• Problem description
Taking the line that contains "feat(ios): plan card" as the first, copy exactly every line through the last line of the records, and nothing else.

Items from a dataset

_ _ _ _

PR #1040, opened 2026-08-17
feat(ios): plan card for plan_exit — Build here on the build model, Keep planning, page link (BET-1026)

antoinedc:
Opened automatically for `agent/macos/71017243`, which was pushed without a pull request.

Relates to BET-1026.

### DIFF
--- a/mobile/native/MantaUI.xcodeproj/project.pbxproj
+++ b/mobile/native/MantaUI.xcodeproj/project.pbxproj
@@ -34,7 +34,6 @@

_ _ _ _

• Final answer
feat(ios): plan card for plan_exit — Build here on the build model, Keep planning, page link (BET-1026)

antoinedc:
Opened automatically for `agent/macos/71017243`, which was pushed without a pull request.

Relates to BET-1026.

### DIFF
--- a/mobile/native/MantaUI.xcodeproj/project.pbxproj
+++ b/mobile/native/MantaUI.xcodeproj/project.pbxproj
@@ -34,7 +34,6 @@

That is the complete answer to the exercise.